Even if your favorite team isn’t playing in the Super Bowl this year, chances are you are either going to be attending or hosting a Super Bowl party on Sunday, February 7th, when the Indianapolis Colts meet the New Orleans Saints in Miami. A recent VISA survey showed that six out of 10 Americans will be at a party on this date. That same survey determined that the average American spends about $175 on a Super Bowl party.
Think you can’t have a Super Bowl party on the cheap? Think again. Here are my five frugal Super Bowl party suggestions:
1. Make it a potluck party. Why not spread the spending around by asking your guests to bring a little something to share with everyone else. Everyone loves a potluck because it makes the menu more interesting and, especially for the host, it takes a lot of the prepping pressure off. Best of all the entire price tag for the party doesn’t fall on your shoulders.
2. Do away with disposables. Sure clean up is a snap when you can just throw out all the cups, plates and napkins. But how much money will you be throwing in the trash in the process? Instead, plan to set out reusable plates that you can put in the dishwasher at the end of the night. Don’t have enough place settings to go around? Ask family and friends to bring their dishes along, or head to your nearest thrift store and pick up a few extra plates for pennies a piece. Since most Super Bowl parties are buffet style, no one is going to care that your dishes aren’t a matched set.
3. Limit your menu to save cash. Instead of grilling burgers and dogs and serving chili and having side salads, try limiting your menu to one or two affordable options. Chili in a Crock-Pot will make most people happy. Plus, the only sides you’ll need are sour cream, shredded cheese and some bread. You can even have two slow cookers going–one with a meat chili and the other with a vegetarian version. Slow cookers use the least amount of energy of all of your appliances so you’ll save this way, too.
4. When shopping for your party, choose store brands over name-brand products. According to the Private Label Manufacturers Association, you can save about $40 per grocery trip if you choose the store’s brand products over the name brands.

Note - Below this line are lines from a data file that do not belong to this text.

Issue #358, opened 2026-05-01
spec(github-scan): auto-revert `github-scan:human` → `new` on new human comment


serenakeyitan:
## Problem

The classifier treats `github-scan:human` as a one-way trapdoor: once an item is labeled `human`, the daemon never re-evaluates, even if the human comments back with a decision.

This breaks the natural handoff flow:

1. Agent escalates: *"I need a human to decide X"* → labels `github-scan:human`.
2. Human reads, replies in the issue with the decision (e.g. *"go ahead with option A"*).
3. **Human expects the agent to read the decision and continue working.**

Step 3 silently fails today. The only way out of `human` is for the human to *also* manually strip the `github-scan:human` label — two actions for one logical handoff. People forget, so agents silently sit idle on resolved escalations.

### Concrete example

[first-tree-website#10](https://github.com/agent-team-foundation/first-tree-website/issues/10) — the human commented `@serenakeyitan make it done`. The daemon polled, saw the new activity, but classified the item `human` and skipped it because the label was still set.

## Proposed fix (Option A: auto-revert on new human comment, with guard)

When the daemon polls an item classified `human` and observes a new human comment posted **after** the label was applied:

1. **Strip** `github-scan:human` from the item.
2. Item re-classifies as `new` (default for OPEN items with no `github-scan:*` label).
3. Daemon picks it up on the next dispatch cycle.

### Guard rails (avoid spurious re-fires)

- Comment author MUST NOT be the agent itself (the daemon's identity).
- Comment body length > 20 chars (filter out `👍`, `ok`, `thx`-only acks).
- Reactions alone do NOT count as a comment.
- The comment's `created_at` MUST be strictly after the label's `created_at` (or the label-event timestamp from the issue timeline).

### Out of scope for this issue

- A separate `/handoff` magic phrase or bot-mention trigger (Option B). The auto-revert covers ~95% of the natural flow; explicit triggers can be added later if Option A produces false positives in practice.
- Tray-driven handoff (clicking a row in the menu-bar tray to also strip the label). Tracked separately once `apps/tray-mac` lands.

## Why this matters now

The friction is invisible while only a handful of human-labeled items exist and the same person who set the label is also acting on them. As soon as the menu-bar tray ships and the queue becomes glanceable, more `human` items will accumulate and the *"reply in GitHub vs. also remember to strip the label"* friction will compound — exactly the wrong UX as we're promoting `github scan`.

## Acceptance criteria

[...]

PR #309, opened 2026-04-23
fix(breeze): support gh auth status without json

bingran-you:
Fixes #308.

## Summary
- replace daemon identity resolution's `gh auth status --json hosts` dependency with plain `gh auth status --active --hostname <host>` parsing
- normalize quoted and unquoted scope output from `gh auth status`
- add a regression test that asserts the resolver no longer passes `--json`

## Testing
- `pnpm exec vitest run tests/breeze/breeze-daemon-identity.test.ts`
- `pnpm typecheck`
- `pnpm build`
- isolated smoke: `BREEZE_DIR=$(mktemp -d)` then `node dist/cli.js breeze doctor --allow-repo agent-team-foundation/first-tree`

PR #359, opened 2026-05-02
fix(github-scan): auto-revert github-scan:human on new human comment (#358)

serenakeyitan:
Refs #358.

## Summary

When the daemon polls an item classified `human` and a qualifying human comment is observed *after* the `github-scan:human` label was applied, the daemon strips the label so the (unchanged) classifier naturally re-derives `new` and the dispatcher picks it up on the next cycle.

This closes the silent-failure handoff documented in #358 (e.g. agent-team-foundation/first-tree-website#10) where a human replies in the issue and reasonably expects the agent to read the decision and continue working — instead of having to also manually strip the label.

## Implementation

- New module `packages/github-scan/src/github-scan/engine/runtime/auto-revert.ts` exporting:
  - `shouldAutoRevertHuman(input)` — pure decision function applying the four guards.
  - `autoRevertHumanLabels(entries, deps)` — driver that fetches the timeline + comments, calls the existing `gh.removeLabel`, and mutates `entry.labels` in place.
- Wired into `pollOnce` (`packages/github-scan/src/github-scan/engine/daemon/poller.ts`) **between** `enrichWithLabels` and `classifyEntries` — so when guards pass, classification on the same cycle re-derives `new` (no extra round trip needed).
- `runner-skeleton.ts` passes the daemon's resolved `identity.login` as `agentLogin`. When identity resolution fails (degraded mode), auto-revert is skipped — fail-safe.
- The classifier itself is intentionally untouched. Auto-revert is purely an action layer.
- Spurious-fire prevention: we mutate `entry.labels` in the same cycle, and on the *next* cycle the live GraphQL label-set no longer contains `github-scan:human`, so the entry skips the auto-revert branch entirely. No per-poll tombstone needed.
- Updated agent prompt in `daemon/runner.ts` to document the `human → new` transition so agents know they can stop on `github-scan:human` and trust the daemon to re-queue on reply.

## Guards (from issue #358)

| # | Guard | How tested |
|---|---|---|
| 1 | Author MUST NOT be the agent | (a) `own-comment ignored` test |
| 2 | Body length > 20 chars | (b) `short ack ignored` test (`"ok thx"`, `"👍"`) |
| 3 | Reactions alone do NOT count | (c) `reaction ignored` test (empty body shape) |
| 4 | `created_at` strictly after label timestamp | (e) `pre-label comment` test + a separate `==` strict-inequality test |
| — | All guards pass → revert fires | (d) `genuine reply triggers revert` test |

## Acceptance-criteria coverage

`packages/github-scan/tests/github-scan/github-scan-auto-revert.test.ts` — 11 tests, 5 acceptance + 2 extra guard edges + 4 driver tests:

- [x] (a) own-comment ignored
- [x] (b) short ack ignored
- [x] (c) reaction ignored
- [x] (d) genuine reply triggers revert
- [x] (e) pre-label comment does NOT trigger revert
- [x] driver: end-to-end `gh.removeLabel` is called and `entry.labels` is mutated when guards pass
- [x] driver: skips items not labeled `github-scan:human`
- [x] driver: degrades safely when label-event timestamp can't be fetched

## Validation

- [x] `pnpm -r test` — 522 tests pass across 38 files
- [x] `pnpm lint`
- [x] `pnpm typecheck`

cc @bingran-you for review.


bingran-you (approved):
LGTM overall — clean separation between the pure decision function and the I/O-bound driver, all five acceptance cases from #358 are covered, and the in-place `entry.labels` mutation neatly avoids the need for a per-cycle tombstone. A few non-blocking observations:

**Pagination cap (worth a follow-up, not a blocker)**

`fetchHumanLabelAppliedAt` and `fetchIssueComments` both fetch only the first page (`per_page=100`) of the timeline / comments respectively (`packages/github-scan/src/github-scan/engine/runtime/auto-revert.ts:99,145`). For a long-lived issue with > 100 timeline events between the `labeled` event and the head of the timeline, the latest `github-scan:human` `labeled` event could fall off the page and `fetchHumanLabelAppliedAt` would return `null` — auto-revert would then be silently skipped (a warning fires, but the human handoff stays stuck). Same shape for the comments fetch. Realistic for typical issues; could bite for noisy long-running threads. Could either page or — for the timeline specifically — query in reverse via `?page=N&per_page=100` only when the first page doesn't contain the event.

**Silent `removeLabel` failure**

`gh.removeLabel` swallows non-zero exits (`runtime/gh.ts:174`). If the REST call fails after we've mutated `entry.labels` in place, the same cycle will (correctly) re-classify as `new` and dispatch — but on the next cycle the GraphQL re-read will still show `github-scan:human`, the auto-revert path will re-fire, and the agent gets re-dispatched. Probably tolerable (the agent will idempotently respond to the same comment), but worth thinking about whether the in-memory mutation should be conditional on `removeLabel` actually succeeding. A quick check on `removeLabel`'s return + early-exit on failure would close this.

**Body length threshold**

`comment.body.trim().length <= AUTO_REVERT_MIN_BODY_CHARS` (≤ 20) means *strictly more than* 20 characters qualifies, which matches the PR description and the issue spec. Just noting in case anyone reads the constant name and assumes "at least 20".

**Nit — agent-prompt wording**

The new prompt line in `runner.ts:200` says "anyone other than {login}" but the actual guard is case-insensitive on the login *and* requires > 20 chars *and* requires post-label timestamp. If an agent ever reasons about whether to set `github-scan:human` based on this prompt, the simplification is fine; if they ever debug why a revert *didn't* fire, the abbreviated description could mislead. Minor.

Approving — none of the above blocks merge. The pagination one is the only one I'd consider opening a follow-up issue for once you've seen this in production for a bit.

serenakeyitan:
## End-to-end verification

Ran a real-GitHub smoke test of this PR against a separate daemon on `:7879` (production daemon untouched on `:7878`), fresh `GITHUB_SCAN_DIR=/tmp/scan-test-pr359`, `--dry-run` to avoid spawning competing agents.

**Test target:** [`agent-team-foundation/first-tree#309`](https://github.com/agent-team-foundation/first-tree/pull/309) — PR present in the daemon's notifications inbox, no `github-scan:human` at start.

**Test setup note:** my only `gh` identity is `serenakeyitan`, so a real human-vs-agent split was simulated by setting `agentLogin` to a non-`serenakeyitan` value at the `runPoller` call site (one-line patch reverted after the test). Everything downstream of `agentLogin` — `fetchHumanLabelAppliedAt`, `fetchIssueComments`, the four guards in `shouldAutoRevertHuman`, and the `gh.removeLabel` call — ran live against real GitHub.

### Positive case (auto-revert fires)
- Applied `github-scan:human` at `2026-05-02T01:03:28Z` ([timeline](https://github.com/agent-team-foundation/first-tree/pull/309))
- Posted qualifying comment (70+ chars) at `2026-05-02T01:03:32Z`: [`#issuecomment-4362475865`](https://github.com/agent-team-foundation/first-tree/pull/309#issuecomment-4362475865)
- Daemon poll observed:
  ```
  WARN: auto-reverted github-scan:human on 2 item(s) (issue #358)
  github-scan: polled 128 notifications (7 new)
  ```
- Post-poll labels on #309: `breeze:human` only — `github-scan:human` stripped.
- ✅ PASS

### Negative case (guards hold)
- Re-applied `github-scan:human` at `2026-05-02T01:07:38Z`
- Posted short comment "ok" (2 chars) at `2026-05-02T01:07:42Z`: [`#issuecomment-4362485804`](https://github.com/agent-team-foundation/first-tree/pull/309#issuecomment-4362485804)
- Next poll cycle: no auto-revert warning, no label change.
- Post-poll labels on #309: `breeze:human, github-scan:human` (label preserved as expected — guard 2 rejected the short body).
- ✅ PASS

### Real-world surprise worth noting
The poller candidate set comes only from `/notifications`. Items the operator isn't subscribed to (e.g. `first-tree-context#197`, which I tried first) never enter the inbox and so never reach auto-revert, even when they carry `github-scan:human`. Not a regression introduced by this PR — but worth knowing: auto-revert reaches exactly what the daemon polls. Pure unit logic in `auto-revert.ts` is correct; downstream visibility is bounded by the notifications feed.

Test pollution cleaned: `github-scan:human` removed from #309, daemon stopped, `/tmp/scan-test-pr359*` deleted, source patch reverted (`git diff` clean).

cc @bingran-you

When it comes to your Super Bowl party, you can probably find everything on your shopping list and not pay brand-name prices for them–from hunks of cheese to sprinkle on your chili to the spices you’ll use to give your chili some kick.
5. Don’t waste money on decorations. Who’s really going to notice if you’ve hung streamers in the favored team’s colors so why spend the money on something you’re just going to throw away at the end of the night? Instead, borrow footballs, helmets and other gridiron paraphernalia from your family, friends and neighbors and use those freebies to dress up your space.
What kind of Super Bowl party (frugal or not) are you having or attending this year?



READ LEAH ON HOME GOES STRONG


I think it will just be the 2 of us and I’m going to try making chicken liver pate – I’ve never done it before and I have a hankering!
Well that’s a way to keep it frugal–just be the two of you!
It isn’t a super bowl party, but in a couple of weeks our son is becoming a bar mitzvah. Because I enjoy it AND because money is tight, I am doing all of the food for the luncheon (250 people) myself and I hired a caterer to serve the food only. My friends are all spending a day helping me cook. This saves about 50%. I did the same thing for them when their kids were having their bar & bat mitzvahs.
And as for doing away with disposables, we priced heavy plastic plates out at $0.65 per piece. We went to Ikea and bought 275 places at $0.99 each. And we donated them to our synagogue. That way the synagogue has them to re-use, we save a boatload of plastic from entering the landfill, we have nice plates to use, AND we can write off part of the cost of the plates as a donation.
I am limiting the menu — not so anyone else would notice, but we cut a couple of dishes from the menu just to make the budget a little leaner.
Because the numbers are so much higher, I will do my shopping at restaurant supply companies and wholesale greengrocers. What I can’t get there, I will supplement from Costco.
This is all very cool. Thanks for sharing these suggestions! Do you need to keep the food kosher? Does that add more costs? You have wonderful friends to help you out this way. Mazel Tov to you, your son and your family!
Leah
Potluck is the way to go or just split everything that you order. Makes it easier for everyone and tongs of different foods to eat.
Craig:
Glad you like the potluck idea.
Leah
It does have to be kosher. But many staples are now certified kosher. I make all my own bread, and I buy my flour from an Amish store in Shipshewana, Indiana twice a year. Even the flour milled by the Amish community carries a kosher certification.
Where kosher means expensive is hard cheeses. Cheddar, Parm, etc. These can run double and triple what their non-kosher relatives would. So we created the menu with only one dish that included cheddar.